Dear Daniel,
I understand your question of 'preservation of digital content'. As far as my memory serves, it seems to be a Microsoft specific problem. DOC format, native to MS, has gone through two 'major' changes in the last two decades, as MS Word goes on improving. The .doc file created by Word 97 was unreadable on older versions; but the one created by Word 95 and older was readable on Word 97. It's called downward-compatibility, designed to serve 'business ethic' for not ruining the valuable digital content. The same problem happened again when Word 2007 was released. Word 2007 is downward-compatible, whilst Word 2007's specific doc files are unreadeable on Word 2003. However, I have no idea whether Word 2007 reads the doc files before Word 97 or not.
Other popular formats have also gone through improvements, though compatibility issues are barely heard. I remember when I opened a PDF file created by newer version of Photoshop with an older version programme, the file was properly opened despite the message 'Some information will lose, etc'. That's why I say the compability issue is probably a MS specific issue.

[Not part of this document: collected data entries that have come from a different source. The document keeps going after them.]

PR #711, opened 2026-05-15
Export entire folder recursively

### LINKED ISSUE #412: Export entire folder recursively
## Feature Request

Today in drive, it is only possible to download individual files
However, when a folder contains many files or multiple levels of subfolders and files, there is no simple way to export the full hierarchy in one action.

Users who organize their work with deep folder structures (projects, audits, reports, archives, etc.) often need to download the entire tree. Having to manually download each subfolder and file is time-consuming and error-prone.

## Possible solution

Add an option to export a folder recursively, including:
- all nested subfolders
- all contained files
- preserved directory structure

The export could be provided as a single .zip archive containing the full folder tree

kernicPanel:
## Purpose

Export entire folder recursively

Fixes #412.

## Proposal

- [x] Add an `export` ability for accessible folders
- [x] Add the `GET /api/v1.0/items/<id>/export/` endpoint
- [x] Stream the ZIP archive without loading all files in memory
- [x] Preserve the folder hierarchy through relative archive paths
- [x] Exclude soft-deleted descendants and files that are not ready

### DIFF
--- a/src/backend/core/api/viewsets.py
+++ b/src/backend/core/api/viewsets.py
@@ -18,6 +18,7 @@ from django.db import IntegrityError, transaction
 from django.db import models as db
 from django.db.models.expressions import RawSQL
 from django.db.models.functions import Coalesce
+from django.http import StreamingHttpResponse
 from django.urls import reverse
 from django.utils.decorators import method_decorator
 from django.utils.functional import cached_property
@@ -46,6 +47,7 @@ from rest_framework_api_key.permissions import HasAPIKey
 
 from core import enums, models
 from core.entitlements import get_entitlements_backend
+from core.services.item_exports import build_zip_stream, export_descendants
 from core.services.sdk_relay import SDKRelayManager
 from core.services.search_indexers import (
     get_file_indexer,
@@ -77,8 +79,6 @@ MEDIA_STORAGE_URL_PATTERN = re.compile(
     f"{settings.MEDIA_URL:s}(?P<preview>preview/)?"
     f"(?P<key>{ITEM_FOLDER:s}/(?P<pk>{UUID_REGEX:s})/.*{FILE_EXT_REGEX:s})$"
 )
-
-
 # pylint: disable=too-many-ancestors
 
 
@@ -1528,6 +1528,23 @@ class ItemViewSet(
         return drf.response.Response(
             status=status.HTTP_302_FOUND,
             headers={"Location": redirect_url},
+        )
+
+    @drf.decorators.action(detail=True, methods=["get"], url_path="export")
+    def export(self, request, *args, **kwargs):
+        """
+        Stream a recursive ZIP archive of a folder's content.
+        """
+        folder = self.get_object()
+
+        descendants = export_descendants(folder)
+        zip_stream = build_zip_stream(descendants)
+
+        encoded_name = quote(f"{folder.title}.zip", safe="")
+        return StreamingHttpResponse(
+            zip_stream,
+            content_type="application/zip",
+            headers={"Content-Disposition": f"attachment; filename*=UTF-8''{encoded_name}"},
         )
 
     @drf.decorators.action(detail=False, methods=["get"], url_path="media-auth")
--- a/src/backend/core/api/viewsets.py
+++ b/src/backend/core/api/viewsets.py
@@ -1539,10 +1539,12 @@ class ItemViewSet(
         descendants = export_descendants(folder)
         zip_stream = build_zip_stream(descendants)
 
-        response = StreamingHttpResponse(zip_stream, content_type="application/zip")
         encoded_name = quote(f"{folder.title}.zip", safe="")
-        response["Content-Disposition"] = f"attachment; filename*=UTF-8''{encoded_name}"
-        return response
+        return StreamingHttpResponse(
+            zip_stream,
+            content_type="application/zip",
+            headers={"Content-Disposition": f"attachment; filename*=UTF-8''{encoded_name}"},
+        )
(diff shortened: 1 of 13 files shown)


src/backend/core/api/viewsets.py
```diff
@@ -1529,6 +1529,21 @@ def download(self, request, *args, **kwargs):
...
+        """
+        folder = self.get_object()
+
+        descendants = export_descendants(folder)
+        zip_stream = build_zip_stream(descendants)
+
+        response = StreamingHttpResponse(zip_stream, content_type="application/zip")
+        encoded_name = quote(f"{folder.title}.zip", safe="")
+        response["Content-Disposition"] = f"attachment; filename*=UTF-8''{encoded_name}"
+        return response
```
lunika:
```suggestion
        encoded_name = quote(f"{folder.title}.zip", safe="")
        return StreamingHttpResponse(
            zip_stream,
            content_type="application/zip",
            headers = {
                "Content-Disposition": f"attachment; filename*=UTF-8''{encoded_name}"
            }
        )
```

src/backend/core/services/item_exports.py
```diff
@@ -0,0 +1,59 @@
+"""Service for exporting item folders as streaming ZIP archives."""
+
+from django.core.files.storage import default_storage
+
+from zipstream import ZipStream
+
+from core import models
+
+DEFAULT_STORAGE_READ_CHUNK_SIZE = 64 * 1024
```
lunika: seems huge, the `StreqmingBody` function of botocore as for default value `1024`, we can probably follow what they are doing.

src/backend/core/services/item_exports.py
```diff
@@ -0,0 +1,59 @@
...
+
+
+def iter_storage_chunks(file_key, chunk_size=DEFAULT_STORAGE_READ_CHUNK_SIZE):
```
lunika, line 12: You can maybe take a look at this function https://github.com/boto/botocore/blob/develop/botocore/response.py#L165 and take the exit case they have if the chunk is an empty string.

src/backend/core/services/item_exports.py
```diff
@@ -0,0 +1,59 @@
...
+    """Yield bytes from object storage without buffering the whole file."""
+    with default_storage.open(file_key, "rb") as fh:
+        while chunk := fh.read(chunk_size):
+            yield chunk
+
+
+def export_descendants(folder):
```
lunika, line 19: This function is working while we keep the inheritance mechanism in "open mode" : You can't restrict role on descendants, you can only open them, so for now if you access a folder, you can access all of the items it contains. But in the road map we should remove this restriction. 
We can maybe anticipate it by checking it ? But be aware that calling the `get_role` on each item is subject to the `N+1` sql query and the annotation `annotate_user_roles` should probably be used to avoid it.

src/backend/core/tests/items/test_api_items_export.py
```diff
@@ -0,0 +1,258 @@
...
+
+    assert response.status_code == 200
+    assert _zip_names(response) == [keep.filename]
+
+
+@pytest.mark.parametrize(
+    "upload_state",
+    [
+        models.ItemUploadStateChoices.PENDING,
+        models.ItemUploadStateChoices.DUPLICATING,
```
lunika:
```suggestion
        state
        for state in models.ItemUploadStateChoices.values
        if state != models.ItemUploadStateChoices.READY
```

Something like this to test all upload state and removing ready ?

src/backend/core/tests/items/test_api_items_export.py
```diff
@@ -0,0 +1,258 @@
...
+        title="été 2026",
+        users=[(user, models.RoleChoices.OWNER)],
+    )
+
+    response = client.get(f"/api/v1.0/items/{folder.pk}/export/")
+
+    assert response.status_code == 200
+    disposition = response["Content-Disposition"]
+    assert disposition.startswith("attachment;")
+    assert "filename*=UTF-8''" in disposition
```
lunika: why not asserting the complete `disposition` value?



```suggestion
    assert disposition == "attachment; filename*=UTF-8'' ..."
```

src/backend/core/services/item_exports.py
kernicPanel: Empty chunk is already managed with the walrus operator. Otherwise the tests should fail.

src/backend/core/services/item_exports.py
kernicPanel: I got your point, but I think we should manage this with the permission update, in another PR.

kernicPanel: As discussed, a note has been added to remember your point.

lunika (approved):
Awesome feature, congrats.

src/frontend/apps/drive/src/features/explorer/hooks/useItemActionMenuItems.tsx
```diff
@@ -164,6 +165,14 @@ export const useItemActionMenuItems = ({
           handleDownloadItem(item);
         },
       },
+      {
+        icon: <Download />,
+        label: t("explorer.item.actions.download"),
```
PanchoutNathan: Maybe export is more explicit ?

PanchoutNathan (commented):
A really cool feature. One small bug before validating its functionality: the complete directory structure isn't displayed. If I have a folder A with a folder A.1 and a file X, if I export A, I only get file X by itself.

PanchoutNathan (approved):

I think, the life of a popular file format, e.g. jpg or mpg, is rather long. There was a debate over compatibility when MS was planning its 2nd generation GUI, i.e. Win 95, to succeed Win 3.x. They seem to have come to an agreement about downward-compatibility, as stated. That's why many 20-yr old formats are still in use and 20-yr old files of those formats are still readable. For example, JPEG format was there when I was in high school. Now I have no difficulty reading those archaic files on this computer, though their 65k-colour palette violates my eyes.
I wish I can say something about XML, which is way too modern for a historian, um, politically. Personally I like databases and .txt format more than new standards, only because I am used to them.
So far CD and DVD are the most reliable media. Their life span is longer than 15 years as long as they are treated tenderly. Hard Drive is efficient when it is cool. It, however, can turn into a nightmare when it is naughty. That's why IT experts suggest everybody to make backup CD/DVDs of the HD. Older harddisks are useable as long as they are with IDE interface and NOT broken. The average life span of the older generation HD, says, 20G, is like 5 years. Don't shake it and don't feed it water, it may live longer. It is hard to tell how long IDE interface will survive though, as SATA is getting popular. ZIP drives! It was out in the market for maybe a half year? It was gone immediately when CD-R was commercialised. Magnetic tapes were terminated by CD-R, too.
Whatever media you use, regular backup is the rule. Hope this helps.
Best wishes
============================
Gerald Liu
PhD student in medieval history, Durham Working on late medieval manorial management and farm workers. Personal website http://www.durham.ac.uk/gerald.liu/
-----Original Message----- From: dm-l-bounces@uleth.ca on behalf of Daniel Mondekar Sent: Thu 29/07/2010 00:12 To: dm-l@uleth.ca Subject: [dm-l] Question about preservation of digital content
Dear Digital Medievalists and TEI members,
I have a question about preservation of digital content especially medieval manuscripts. I am writing a small article on the topic and I have consulted a lot sources (papers, handbooks) but most of them do not say anything about the "life span" of the data in specific formats. To clarify this - a .doc file crated in 1995. Will be most likely unreadable in 2010. What about other formats? Has anyone done some research on "life span" of a specific version of digital formats and when it becomes clear that the new version and the old one are not compatible anymore? And here I am talking about pdf, rtf, doc (and all office files), djvu, tiff, jpg , mpg etc. (texts and images especially)
In my work I am also making a small remark on XML as a data container since it is, in my opinion, the best way to go and the standard will surely be around for years. But what kind of steps do you make to ensure the preservation of documents that have been encoded in xml
I would also like to hear if there are opposing views on xml.
I also have the same question about the media. I found some research about the longevity of CDs and DVDs but I am also interested in other media like older hard disks, zip drives and magnetic media.
I am sorry to bother you with this, but I can use any help I can get
Thank you in advance
Daniel Mondekar